START GIVEN INFORMATION

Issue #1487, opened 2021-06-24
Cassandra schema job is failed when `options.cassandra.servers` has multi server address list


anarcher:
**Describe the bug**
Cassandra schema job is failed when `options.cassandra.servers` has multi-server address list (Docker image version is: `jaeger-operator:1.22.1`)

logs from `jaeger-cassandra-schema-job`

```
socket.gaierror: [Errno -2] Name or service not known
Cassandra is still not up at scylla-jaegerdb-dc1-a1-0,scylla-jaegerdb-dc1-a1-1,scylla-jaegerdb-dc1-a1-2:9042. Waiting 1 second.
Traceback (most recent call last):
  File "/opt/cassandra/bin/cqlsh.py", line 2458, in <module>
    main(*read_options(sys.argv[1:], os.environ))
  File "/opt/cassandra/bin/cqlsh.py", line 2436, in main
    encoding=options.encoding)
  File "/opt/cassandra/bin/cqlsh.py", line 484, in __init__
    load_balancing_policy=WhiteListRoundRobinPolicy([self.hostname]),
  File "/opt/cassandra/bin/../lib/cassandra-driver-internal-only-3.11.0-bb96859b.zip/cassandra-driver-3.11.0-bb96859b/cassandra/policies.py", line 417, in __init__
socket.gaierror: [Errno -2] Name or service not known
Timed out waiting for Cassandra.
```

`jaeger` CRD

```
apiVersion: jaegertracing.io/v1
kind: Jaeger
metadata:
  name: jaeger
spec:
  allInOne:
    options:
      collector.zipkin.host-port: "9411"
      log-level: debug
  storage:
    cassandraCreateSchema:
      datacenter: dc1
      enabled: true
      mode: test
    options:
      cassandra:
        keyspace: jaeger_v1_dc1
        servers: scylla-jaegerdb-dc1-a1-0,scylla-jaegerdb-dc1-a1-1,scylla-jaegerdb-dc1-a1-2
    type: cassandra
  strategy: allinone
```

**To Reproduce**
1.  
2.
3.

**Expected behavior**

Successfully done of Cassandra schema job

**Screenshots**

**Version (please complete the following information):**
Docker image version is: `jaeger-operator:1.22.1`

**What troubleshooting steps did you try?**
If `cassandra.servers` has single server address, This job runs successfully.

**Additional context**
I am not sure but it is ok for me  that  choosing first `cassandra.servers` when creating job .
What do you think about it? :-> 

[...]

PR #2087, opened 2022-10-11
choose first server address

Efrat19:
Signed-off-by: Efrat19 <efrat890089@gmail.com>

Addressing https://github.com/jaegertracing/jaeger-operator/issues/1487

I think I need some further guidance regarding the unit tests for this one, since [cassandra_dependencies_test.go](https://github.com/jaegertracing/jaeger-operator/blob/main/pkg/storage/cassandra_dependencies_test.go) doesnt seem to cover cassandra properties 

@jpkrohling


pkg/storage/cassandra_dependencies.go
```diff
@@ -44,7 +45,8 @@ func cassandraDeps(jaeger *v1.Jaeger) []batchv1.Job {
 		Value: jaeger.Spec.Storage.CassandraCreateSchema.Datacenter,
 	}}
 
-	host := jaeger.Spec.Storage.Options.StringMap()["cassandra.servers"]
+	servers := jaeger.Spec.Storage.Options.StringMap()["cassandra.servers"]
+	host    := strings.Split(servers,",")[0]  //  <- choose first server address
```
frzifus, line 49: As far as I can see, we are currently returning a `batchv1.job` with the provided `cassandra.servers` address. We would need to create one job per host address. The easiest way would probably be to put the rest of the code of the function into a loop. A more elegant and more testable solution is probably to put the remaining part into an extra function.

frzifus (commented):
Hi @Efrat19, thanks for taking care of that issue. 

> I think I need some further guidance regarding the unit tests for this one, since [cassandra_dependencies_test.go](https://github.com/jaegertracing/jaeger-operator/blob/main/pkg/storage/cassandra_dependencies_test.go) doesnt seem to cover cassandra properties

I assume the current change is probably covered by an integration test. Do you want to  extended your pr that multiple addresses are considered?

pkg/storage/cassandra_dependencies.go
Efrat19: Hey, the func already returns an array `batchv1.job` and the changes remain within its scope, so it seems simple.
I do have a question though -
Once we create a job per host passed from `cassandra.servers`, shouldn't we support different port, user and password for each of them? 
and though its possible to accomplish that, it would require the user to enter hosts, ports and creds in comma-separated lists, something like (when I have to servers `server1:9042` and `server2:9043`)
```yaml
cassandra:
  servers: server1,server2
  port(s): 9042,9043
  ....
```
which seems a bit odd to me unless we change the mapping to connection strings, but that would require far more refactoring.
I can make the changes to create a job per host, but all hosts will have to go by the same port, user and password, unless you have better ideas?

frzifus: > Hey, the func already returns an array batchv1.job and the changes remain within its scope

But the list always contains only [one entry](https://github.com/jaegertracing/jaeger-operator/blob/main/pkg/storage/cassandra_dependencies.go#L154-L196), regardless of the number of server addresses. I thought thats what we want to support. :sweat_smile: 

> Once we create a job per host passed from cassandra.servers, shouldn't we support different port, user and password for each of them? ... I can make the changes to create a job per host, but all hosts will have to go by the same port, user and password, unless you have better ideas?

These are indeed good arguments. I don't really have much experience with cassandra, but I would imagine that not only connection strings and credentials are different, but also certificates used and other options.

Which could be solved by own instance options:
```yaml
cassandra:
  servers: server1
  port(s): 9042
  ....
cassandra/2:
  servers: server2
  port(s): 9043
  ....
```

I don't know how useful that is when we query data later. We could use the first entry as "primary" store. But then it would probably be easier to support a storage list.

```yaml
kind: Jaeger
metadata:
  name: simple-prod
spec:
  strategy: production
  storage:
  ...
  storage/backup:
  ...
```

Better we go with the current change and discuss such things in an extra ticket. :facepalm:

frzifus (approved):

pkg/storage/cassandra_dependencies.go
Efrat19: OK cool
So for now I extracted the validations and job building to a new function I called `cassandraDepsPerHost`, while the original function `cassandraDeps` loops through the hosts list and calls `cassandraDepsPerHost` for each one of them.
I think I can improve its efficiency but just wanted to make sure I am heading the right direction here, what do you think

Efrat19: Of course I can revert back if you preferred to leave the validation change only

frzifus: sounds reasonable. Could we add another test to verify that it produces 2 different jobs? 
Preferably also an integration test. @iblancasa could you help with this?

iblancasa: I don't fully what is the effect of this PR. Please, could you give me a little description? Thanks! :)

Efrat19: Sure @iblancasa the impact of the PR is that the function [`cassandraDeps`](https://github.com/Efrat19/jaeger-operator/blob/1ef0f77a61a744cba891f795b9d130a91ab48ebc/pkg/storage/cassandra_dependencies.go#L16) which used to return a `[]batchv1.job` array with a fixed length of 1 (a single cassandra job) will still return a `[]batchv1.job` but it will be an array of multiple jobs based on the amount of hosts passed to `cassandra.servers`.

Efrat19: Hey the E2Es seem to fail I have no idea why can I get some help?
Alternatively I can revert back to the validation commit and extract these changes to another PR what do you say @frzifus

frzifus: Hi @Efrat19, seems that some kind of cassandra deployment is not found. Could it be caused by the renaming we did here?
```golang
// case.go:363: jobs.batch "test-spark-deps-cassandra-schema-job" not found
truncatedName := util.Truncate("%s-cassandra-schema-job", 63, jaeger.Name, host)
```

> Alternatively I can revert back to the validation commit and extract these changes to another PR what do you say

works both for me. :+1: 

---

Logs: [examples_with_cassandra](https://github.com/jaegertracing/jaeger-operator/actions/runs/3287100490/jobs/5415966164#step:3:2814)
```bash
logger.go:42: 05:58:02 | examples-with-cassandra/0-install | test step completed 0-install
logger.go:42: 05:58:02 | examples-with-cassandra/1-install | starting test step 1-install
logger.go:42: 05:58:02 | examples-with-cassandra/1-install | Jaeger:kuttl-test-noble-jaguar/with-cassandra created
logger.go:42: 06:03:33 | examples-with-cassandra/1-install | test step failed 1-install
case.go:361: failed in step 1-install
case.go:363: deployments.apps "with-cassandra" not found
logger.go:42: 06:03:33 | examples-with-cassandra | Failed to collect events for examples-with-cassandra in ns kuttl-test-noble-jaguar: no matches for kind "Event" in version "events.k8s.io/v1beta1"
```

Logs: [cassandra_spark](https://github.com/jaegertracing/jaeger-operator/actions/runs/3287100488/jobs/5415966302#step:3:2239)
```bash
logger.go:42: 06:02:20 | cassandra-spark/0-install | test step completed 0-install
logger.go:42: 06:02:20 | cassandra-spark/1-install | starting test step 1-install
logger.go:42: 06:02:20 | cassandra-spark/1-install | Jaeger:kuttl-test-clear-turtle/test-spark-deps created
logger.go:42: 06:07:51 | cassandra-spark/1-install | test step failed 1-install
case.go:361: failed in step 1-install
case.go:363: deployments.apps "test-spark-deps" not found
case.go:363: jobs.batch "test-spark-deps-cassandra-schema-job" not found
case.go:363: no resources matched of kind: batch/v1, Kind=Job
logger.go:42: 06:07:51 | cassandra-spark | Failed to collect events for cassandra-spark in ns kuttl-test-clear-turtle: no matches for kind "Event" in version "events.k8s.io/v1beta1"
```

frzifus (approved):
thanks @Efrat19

END GIVEN INFORMATION

Looking over the records, find each line with the word "integration" and copy it.

I assume the current change is probably covered by an integration test. Do you want to  extended your pr that multiple addresses are considered?
Preferably also an integration test. @iblancasa could you help with this?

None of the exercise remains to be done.